To one side of the room was a small sturdy oak table and two upright chairs, the table still bearing the remains of Aristides’s simple breakfast – a bowl containing a few black olives, a small piece of feta cheese on a plate, and a cup half-full of the thick black coffee he favoured. He flapped his hand ineffectively at the flies crawling sluggishly over the remnants, then removed the debris to the kitchen. After that he gave the top of the table a cursory wipe with a damp cloth. Before doing anything else, Aristides walked across the room and seized the standard lamp that stood next to one of the easy chairs positioned either side of the small fireplace. He dragged it across to the table, stretching it to the very end of its lead and switched it on.
Bending down, he loosened the draw-string closing the neck of the sack, then carried his prize to the table and put it down carefully. He’d scraped off most of the marine growth before he’d started the Gardner diesel of the Nicos and hauled up the anchor. His neighbours were quite used to the smell of decaying seaweed emanating from his property, but he would still rather avoid them asking awkward questions.
The case was bulky, in size about mid-way between a briefcase and a small suitcase. It was made of metal – steel or perhaps aluminium – and had originally been covered with leather or plastic since in places there were still small patches of coarse, dark material adhering to it. Aristides pulled a clasp knife from his pocket and snapped it open, then ran the point of it lightly along the side of the case for a couple of centimetres. The knifepoint barely scratched the metal, so he knew it was steel.

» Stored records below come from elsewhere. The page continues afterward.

PR #3147, opened 2022-08-03
Add try-catch for WPF commands

rita-sonarsource:
Fixes [#3142](https://github.com/SonarSource/sonarlint-visualstudio/issues/3142)


src/Integration/WPF/RelayCommand.cs
```diff
@@ -49,12 +50,25 @@ public RelayCommand(Action execute, Func<bool> canExecute)
 
         public bool CanExecute()
         {
-            return this.canExecute?.Invoke() ?? true;
+            try
```
duncanp-sonar, line 53: Probably worth commenting that these methods can be called directly from XAML on the UI thread so we need to guard against unhandled exception.

src/Integration/WPF/RelayCommand.cs
```diff
@@ -49,12 +50,25 @@ public RelayCommand(Action execute, Func<bool> canExecute)
...
         public void Execute()
         {
-            this.execute();
+            try
+            {
+                this.execute();
+            }
+            catch (Exception ex) when (!ErrorHandler.IsCriticalException(ex))
+            {
+            }
```
duncanp-sonar, line 71: Could add a comment here and the other empty `catch` to remove the code smells
e.g.
`// Just squash the exception`

duncanp-sonar (approved):

PR #3149, opened 2022-08-03
Changing method signature of RunOnBackgroundThread

duncanp-sonar:
* accepting a Func<T> doesn't fit nicely with using the method from MefSonarQubeService, which already has a task
* changing the argument to  Task<T> falls foul of VSTHRD003

https://github.com/Microsoft/vs-threading/blob/main/doc/analyzers/VSTHRD003.md

### DIFF
--- a/src/Infrastructure.VS.UnitTests/ThreadHandlingTests.cs
+++ b/src/Infrastructure.VS.UnitTests/ThreadHandlingTests.cs
@@ -115,25 +115,11 @@ namespace SonarLint.VisualStudio.Infrastructure.VS.UnitTests
         }
 
         [TestMethod]
+        [Ignore] // Can't test this case because it requires mocking ThreadHelper.JoinableTaskFactory.RunAsync which
+                 // is broken. See https://github.com/SonarSource/sonarlint-visualstudio/issues/3144
         public async Task RunOnBackgroundThread_StartsOnBackgroundThread_NoSwitch()
         {
-            await RunOnBackgroundThread(async () =>
-            {
-                var testSubject = new ThreadHandling();
-
-                var startThreadId = System.Threading.Thread.CurrentThread.ManagedThreadId;
-                // Should start on a background thread...
-                VSThreadHelper.CheckAccess().Should().BeFalse();
-
-                var result = await testSubject.RunOnBackgroundThread(() => VSThreadHelper.CheckAccess());
-
-                // Work should be done on the background thread
-                result.Should().BeFalse();
-
-                // ... and finish on a background thread
-                VSThreadHelper.CheckAccess().Should().BeFalse();
-                System.Threading.Thread.CurrentThread.ManagedThreadId.Should().Be(startThreadId);
-            });
+            // TODO
         }
 
         [TestMethod]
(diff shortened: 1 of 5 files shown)


src/Infrastructure.VS.UnitTests/ThreadHandlingTests.cs
```diff
@@ -115,25 +115,11 @@ public async Task ThrowIfNotOnUIThread_NotUIThread_Throws()
...
-                var result = await testSubject.RunOnBackgroundThread(() => VSThreadHelper.CheckAccess());
-
-                // Work should be done on the background thread
-                result.Should().BeFalse();
-
-                // ... and finish on a background thread
-                VSThreadHelper.CheckAccess().Should().BeFalse();
-                System.Threading.Thread.CurrentThread.ManagedThreadId.Should().Be(startThreadId);
-            });
+            // TODO
```
duncanp-sonar, line 122: The old test actually passed, but it wasn't working correctly as it was throwing on a background thread when calling `ThreadHelper.JoinableTaskFactory.RunAync`.

src/Infrastructure.VS/ThreadHandling.cs
```diff
@@ -41,19 +40,26 @@ public class ThreadHandling : IThreadHandling
...
-            var result = asyncMethod();
-            await ThreadHelper.JoinableTaskFactory.SwitchToMainThreadAsync();
+                    if (startedOnUIThread)
+                    {
+                        await ThreadHelper.JoinableTaskFactory.SwitchToMainThreadAsync();
+                    }
 
-            Debug.Assert(ThreadHelper.CheckAccess(), "Expecting to returning on the UI thread");
-            return result;
+                    return result;
```
duncanp-sonar, line 61: This method is now compliant with [VSTHRD003](https://github.com/Microsoft/vs-threading/blob/main/doc/analyzers/VSTHRD003.md). It can't accept a Task directly as that violates the rule.

Instead, it has to accept a factory method that returns the task, which can then be passed to `ThreadHelper.JoinableTaskFactory.SwitchToMainThreadAsync`.

Note: there are currently no tests for this method.

src/Infrastructure.VS/ThreadHandling.cs
```diff
@@ -41,19 +40,26 @@ public class ThreadHandling : IThreadHandling
...
+            var startedOnUIThread = ThreadHelper.CheckAccess();
+
+            return await ThreadHelper.JoinableTaskFactory.RunAsync(async () =>
+                {
+                    if (startedOnUIThread)
+                    {
+                        await SwitchToBackgroundThread();
+                    }
+
+                    var result = await asyncMethod();
```
rita-sonarsource, line 54: I would just add a thread.sleep here for testing purposes, to make sure that `JoinableTaskFactory.RunAsync` doesn't block the UI thread

rita-sonarsource (approved):

src/Infrastructure.VS/ThreadHandling.cs
duncanp-sonar: I've manually tested with a ten-second sleep immediately before the execution of `asyncMethod` and the UI remains responsive.

image

This screenshot is from the slvs-community test VM. The UI thread id is 4,292.

PR #3150, opened 2022-08-03
Added ETW events to the ThreadHandling class

duncanp-sonar:


src/Infrastructure.VS/ThreadHandling.cs
```diff
@@ -42,22 +43,28 @@ public class ThreadHandling : IThreadHandling
...
+                        CodeMarkers.Instance.Threading_RunOnBackgroundThread_SwitchingToBackground();
                         await SwitchToBackgroundThread();
                     }
 
+                    CodeMarkers.Instance.Threading_RunOnBackgroundThread_ExecutingCall();
                     var result = await asyncMethod();
 
                     if (startedOnUIThread)
                     {
+                        CodeMarkers.Instance.Threading_RunOnBackgroundThread_SwitchingToUI();
```
rita-sonarsource, line 63: Question about Switching ToBackground/ToMain: they will be logged on the other thread; is that a problem for us when investigating?
i.e. we will see "switching to main thread" but the thread id will be background, and vice-versa.

rita-sonarsource (approved):

ugras-ergun-sonarsource (approved):

src/Infrastructure.VS/ThreadHandling.cs
duncanp-sonar: I think we'll have enough information because the execute is logged and we'll see what thread that is running on I that will tell us that it was successful.

If not, I'll change it.

Issue #3152, opened 2022-08-03
Access to ServerInfo is not thread-safe


rita-sonarsource:
### Description

Relates to #696 and #3142. SonarQubeService can be disconnected at any time, hence ServerInfo should be stored in a variable when accessing it multiple times.

PR #3153, opened 2022-08-03
Re-use the same ServerInfo

rita-sonarsource:
Fixes [#3152](https://github.com/SonarSource/sonarlint-visualstudio/issues/3152)

### DIFF
--- a/src/IssueViz.Security/Taint/TaintIssuesSynchronizer.cs
+++ b/src/IssueViz.Security/Taint/TaintIssuesSynchronizer.cs
@@ -85,7 +85,7 @@ namespace SonarLint.VisualStudio.IssueVisualization.Security.Taint
             {
                 var bindingConfiguration = configurationProvider.GetConfiguration();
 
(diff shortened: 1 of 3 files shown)


src/IssueViz.Security/Taint/TaintIssuesSynchronizer.cs
```diff
@@ -85,7 +85,7 @@ public async Task SynchronizeWithServer()
             {
                 var bindingConfiguration = configurationProvider.GetConfiguration();
 
-                if (IsStandalone(bindingConfiguration) || !IsConnected() || !IsFeatureSupported())
+                if (IsStandalone(bindingConfiguration) || !IsConnected(out var serverInfo) || !IsFeatureSupported(serverInfo))
```
rita-sonarsource, line 88: This is a bit weak and in fact the problem can still occur: for example, if we pass the serverInfo checks and then fail when we actually try to call the server. 
But I think this is still better and safer, instead of the ugly null exception.

duncanp-sonar (approved):

PR #3156, opened 2022-08-04
Ignore user settings change when in connected mode

rita-sonarsource:
Fixes [#3157](https://github.com/SonarSource/sonarlint-visualstudio/issues/3157)

### DIFF
--- a/src/Integration.Vsix/Analysis/AnalysisConfigMonitor.cs
+++ b/src/Integration.Vsix/Analysis/AnalysisConfigMonitor.cs
@@ -62,25 +62,28 @@ namespace SonarLint.VisualStudio.Integration.Vsix.Analysis
 
         private void OnUserSettingsChanged(object sender, EventArgs e)
         {
-            // NB assumes exception handling is done by the AnalysisRequester
-            logger.WriteLine(AnalysisStrings.ConfigMonitor_UserSettingsChanged);
-            
-            // TODO: once connected mode is supported for all languages this event could
-            // be ignored in connected mode. See #771.
-            if (activeSolutionBoundTracker.CurrentConfiguration.Mode != SonarLintMode.Standalone)
+            if (activeSolutionBoundTracker.CurrentConfiguration.Mode == SonarLintMode.Standalone)
+            {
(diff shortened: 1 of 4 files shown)


src/Integration.Vsix/Analysis/AnalysisConfigMonitor.cs
```diff
@@ -62,25 +62,28 @@ internal sealed class AnalysisConfigMonitor : IAnalysisConfigMonitor, IDisposabl
...
         {
-            // NB assumes exception handling is done by the AnalysisRequester
-            logger.WriteLine(AnalysisStrings.ConfigMonitor_UserSettingsChanged);
-            
-            // TODO: once connected mode is supported for all languages this event could
-            // be ignored in connected mode. See #771.
-            if (activeSolutionBoundTracker.CurrentConfiguration.Mode != SonarLintMode.Standalone)
+            if (activeSolutionBoundTracker.CurrentConfiguration.Mode == SonarLintMode.Standalone)
+            {
+                logger.WriteLine(AnalysisStrings.ConfigMonitor_UserSettingsChanged);
```
rita-sonarsource, line 67: Previously, this log message was written always, and it says "open documents will be re-analyzed". Since that's no longer true, I've changed it and now we're either writing the Standalone message or the Connected message.

src/Integration.Vsix/Analysis/AnalysisStrings.resx
```diff
@@ -121,7 +121,7 @@
     <value>Suppressions have been updated. Open documents will be re-analysed.</value>
   </data>
   <data name="ConfigMonitor_UserSettingsIgnoredForConnectedModeLanguages" xml:space="preserve">
-    <value>Note: user settings are ignored for languages that support Connected Mode i.e. C and C++</value>
+    <value>User settings change is ignored: current workspace is in Connected Mode.</value>
```
rita-sonarsource, line 124: This will be shown only when we're in connected mode.
The message below will be shown only when we're in standalone mode.

ugras-ergun-sonarsource (approved):

duncanp-sonar (approved):

PR #3158, opened 2022-08-04
Raise analysis config changed on the background thread

### LINKED ISSUE #3160: Raise analysis config changed on the background thread
### Description

An event is raised when the user settings file changes. This can result in a lot of processing.

The event should be raised on a background thread so it doesn't make the UI unresponsive.

It is the responsibility of the listeners to switch to the UI thread if/when required.

### Notes
Changing the event to a background thread could potentially cause issues if any of the listeners expect to be on the UI thread.

However, this is not expected to cause an issue here.
- the `AnalysisConfigMonitor` class currently raised the event the UI some cases and a background thread in others, depending on the underlying cause of the changes -> any listeners are already being called on the background thread.
- the config changes causes all open files to be reanalysed. The JS, TS and CFamily analyzers all handle being called on the UI or background threads (in fact, they all switch a background thread as soon as they are called).

### Known issues
Raising the event on the UI thread causes at least one known gold bar - #3138.

Updating the eslintbridge analysis config takes some time and involves a lock.
If the event is raised on the UI thread then the UI thread can be blocked for multiple seconds waiting to acquire the lock.

See the log output below for more information.

[AnalysisConfig] [OnSuppressionsUpdated] [Thread: 1, 06:09:26.899]  Raising analysis config changed event...
[EslintBridgeAnalyzer] [AnalysisConfigMonitor_ConfigChanged] [Thread: 1, 06:09:26.899]  Handling analysis config changed event...
[EslintBridgeAnalyzer] [RequireLinterUpdate] [Thread: 1, 06:09:26.899]  Waiting to acquire lock...
…
[EslintBridgeAnalyzer] [RequireLinterUpdate] [Thread: 1, 06:09:32.142]  Lock acquired. Running total: 5242ms

ugras-ergun-sonarsource:
fixes #3160

### DIFF
--- a/src/Integration.Vsix.UnitTests/Analysis/AnalysisConfigMonitorTests.cs
+++ b/src/Integration.Vsix.UnitTests/Analysis/AnalysisConfigMonitorTests.cs
@@ -19,6 +19,7 @@
  */
 
 using System;
+using System.Threading.Tasks;
 using FluentAssertions;
 using Microsoft.VisualStudio.TestTools.UnitTesting;
 using Moq;
@@ -27,6 +28,7 @@ using SonarLint.VisualStudio.Core.Analysis;
 using SonarLint.VisualStudio.Core.Binding;
 using SonarLint.VisualStudio.Core.Suppression;
 using SonarLint.VisualStudio.Integration.UnitTests;
+using static SonarLint.VisualStudio.Integration.UnitTests.NoOpThreadHandler;
 
 namespace SonarLint.VisualStudio.Integration.Vsix.Analysis.UnitTests
 {
@@ -70,8 +72,10 @@ namespace SonarLint.VisualStudio.Integration.Vsix.Analysis.UnitTests
             builder.TestSubject.ConfigChanged += eventHandler.Object;
 
             builder.SimulateUserSettingsChanged();
+            
 
             eventHandler.Verify(x=> x(builder.TestSubject, EventArgs.Empty), Times.Once);
+            builder.AssertSwitchedToBackgroundThread();
         }
 
         [TestMethod]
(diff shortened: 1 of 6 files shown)


src/Integration.Vsix.UnitTests/Analysis/AnalysisConfigMonitorTests.cs
```diff
@@ -42,6 +44,7 @@ public void WhenUserSettingsChange_StandaloneMode_AnalysisIsRequested()
 
             // Should re-analyse
             builder.AssertAnalysisIsRequested();
+            builder.AssertSwitchedToBackgroundThread();
```
ugras-ergun-sonarsource, line 47: I didn't think adding another test for just checking on background task made sense. So I've added the checks in scenarios where it should run on background.

src/Integration.Vsix/Analysis/AnalysisConfigMonitor.cs
```diff
@@ -48,13 +52,22 @@ internal sealed class AnalysisConfigMonitor : IAnalysisConfigMonitor, IDisposabl
             IUserSettingsProvider userSettingsProvider, // reports changes to user settings.json
             IActiveSolutionBoundTracker activeSolutionBoundTracker, // reports changes to connected mode
             ISuppressedIssuesMonitor suppressedIssuesMonitor,
-            ILogger logger)
+            ILogger logger) : this(analysisRequester, userSettingsProvider, activeSolutionBoundTracker, suppressedIssuesMonitor, logger, new ThreadHandling())
```
ugras-ergun-sonarsource, line 55: Because I have minimal change test coverage fails because of these lines.

src/Integration.Vsix/Analysis/AnalysisConfigMonitor.cs
```diff
@@ -48,13 +52,22 @@ internal sealed class AnalysisConfigMonitor : IAnalysisConfigMonitor, IDisposabl
             IUserSettingsProvider userSettingsProvider, // reports changes to user settings.json
```
rita-sonarsource, line 52: Cosmetics: no point in repeating these comments in both ctors

rita-sonarsource (approved):

PR #3162, opened 2022-08-05
Run ActiveSolutionTracker_ActiveSolutionChanged on the background thread

### LINKED ISSUE #3161: UI freeze when closing a folder/solution after a JS/TS analysis was done
### Description

steps to reproduce:
1. Open a solution/folder that has a js/ts file
2. Analyze the file --> verify that eslint bridge has started
3. Close the solution/folder

Expected --> no lockup
Actual --> UI freezes for couple of seconds 

Notes:
* This is especially visible when opening a folder with a js file already opened (so the analysis kicks in immediately) and closing the folder right away -- the analysis takes 4 seconds to initialize the eslint-bridge, and the UI waits for it to finish before killing the process.

rita-sonarsource:
Fixes  #3161

### DIFF
--- a/src/TypeScript/Analyzer/EslintBridgeAnalyzer.cs
+++ b/src/TypeScript/Analyzer/EslintBridgeAnalyzer.cs
@@ -25,6 +25,7 @@ using System.Threading;
 using System.Threading.Tasks;
 using SonarLint.VisualStudio.Core;
 using SonarLint.VisualStudio.Core.Analysis;
+using SonarLint.VisualStudio.Infrastructure.VS;
 using SonarLint.VisualStudio.Integration;
 using SonarLint.VisualStudio.TypeScript.EslintBridgeClient;
 using SonarLint.VisualStudio.TypeScript.EslintBridgeClient.Contract;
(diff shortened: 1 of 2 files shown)


src/TypeScript/Analyzer/EslintBridgeAnalyzer.cs
```diff
@@ -150,12 +165,15 @@ private void AnalysisConfigMonitor_ConfigChanged(object sender, EventArgs e)
 
         private async Task StopServer()
         {
+            await threadHandling.SwitchToBackgroundThread();
```
rita-sonarsource, line 168: I can add a test that verifies that the event switches to a background thread, but I'm not sure how much value it will have.

duncanp-sonar: I think it's worth adding, particularly if we can check the order of invocations i.e. switch to background thread is called before the close.

duncanp-sonar: Actually, let's commit without the test so we can get a final product version to build.

duncanp-sonar (approved):

PR #3163, opened 2022-08-05
Added regression test for #3161

duncanp-sonar:


src/TypeScript.UnitTests/Analyzer/EslintBridgeAnalyzerTests.cs
```diff
@@ -309,6 +309,60 @@ public void OnSolutionChanged_EslintBridgeClientStopped_OnlyIfSolutionClosed(boo
             client.Verify(x => x.Close(), Times.Exactly(expectedCallCount));
         }
 
+        [TestMethod]
```
duncanp-sonar, line 312: I've added two tests with differing implementations. We only need one of them. Which one do we want to keep?

The first checks the order of execution "manually", by recording the invocations in a list and checking the result.

The second uses `MockSequence`.

Which one should we keep?

rita-sonarsource: Personally I think the callOrder list is simple and easy to understand. WDYT?

rita-sonarsource (approved):

src/TypeScript.UnitTests/Analyzer/EslintBridgeAnalyzerTests.cs
duncanp-sonar: That's the one I prefer.

The `MockSequence` one was harder to write, requires us to check things we don't care about (e.g. the `ThrowIfOnUIThread` call), and is more fragile (for example, if you forget the `Strict` behaviour the test might still pass even if methods are called in a different order). In fact, it seems like creator the `MockSequence` [isn't happy](https://stakx.github.io/dissecting-moq4/2020/12/26/mock-sequence.html) with how they work.

PR #3177, opened 2022-08-12
Embed SonarC# 8.43 and SonarVB 8.43

### LINKED ISSUE #3148: Embed SonarC# 8.43 and SonarVB 8.43
[8.43] Hardening
[Release notes](https://github.com/SonarSource/sonar-dotnet/releases/tag/8.43.0.51858)

[8.42] Support tuple deconstruction; Fix 2 FNs and one FP; Other improvements
[Release notes](https://github.com/SonarSource/sonar-dotnet/releases/tag/8.42.0.51121)

[8.41] Azure function rules
[Release notes](https://github.com/SonarSource/sonar-dotnet/releases/tag/8.41.0.50478)

duncanp-sonar:
Fixes #3148


duncanp-sonar:
FYI I added a couple of files to the [standalone sample project](https://github.com/SonarSource/sonarlint-visualstudio-sampleprojects/commit/1640338a1bc2cdcb7ad2716e2d8307a3498287fb) to check one of the new VB.NET rules is firing.

This took longer than expected because the rule wasn't being reported. It turns out that both new rules are off by default, so need to be turned on in a ruleset or `.editorconfig` file.

How can we tell if a rule should be off by default or not? It appears that you can work it out from the rules specification page: if the `defaultQualityProfiles` element is empty then it's off by default. Otherwise, it will be in the `Sonar way` profile e.g. [S4060](https://sonarsource.github.io/rspec/#/rspec/S4/vbnet).

rita-sonarsource (approved):

rita-sonarsource:
> It turns out that both new rules are off by default

I thought that all new rules have to be enabled by default... thanks for checking 👍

When he’d hauled it out of the sea and into the Nicos , Aristides had been surprised at how light in weight his discovery seemed. He’d realized, because of the way he’d found it floating, that it was airtight, but he had still been hoping for something of substance inside it.
He sat down at the oak table and studied the outside of the case for a few moments. There were no distinctive markings of any sort that he could see, not even a manufacturer’s name or number. The case had one large central catch and a lock on either side of it, both quite simple affairs and each with an over-centre latch holding the lid closed. Aristides guessed that the primary security of the case and its contents had been the man carrying it, whose wrist had originally been secured to the handcuff still dangling from a steel chain welded to the case – a man whose bones now lay lost and unremembered ninety feet below the surface of the Mediterranean.
Underneath the old stone sink in his kitchen, Aristides kept a metal toolbox containing an assortment of screwdrivers, pliers, files and a hammer, useful items for tackling the odd household problem. He got up to collect the toolbox and placed it beside the mysterious case on the table. He selected a small screwdriver and measured the size of its point against the keyhole in one of the locks. A little too small. He picked one slightly larger, stuck the point into the keyhole and gave the handle a sharp rap with the hammer. The point drove about half a centimetre into the lock. Aristides seized the handle firmly and twisted the screwdriver – gently at first, then with increasing force. With a snap, the lock gave, the screwdriver turned, and Aristides freed the latch.
He pulled the tool out of the ruined lock and repeated the treatment on the second one. The catch, between them, had no lock, so he simply unclipped it and eased the lid open slightly. There was a sudden hiss of escaping air. Aristides leaned back, then opened the lid all the way and peered cautiously inside.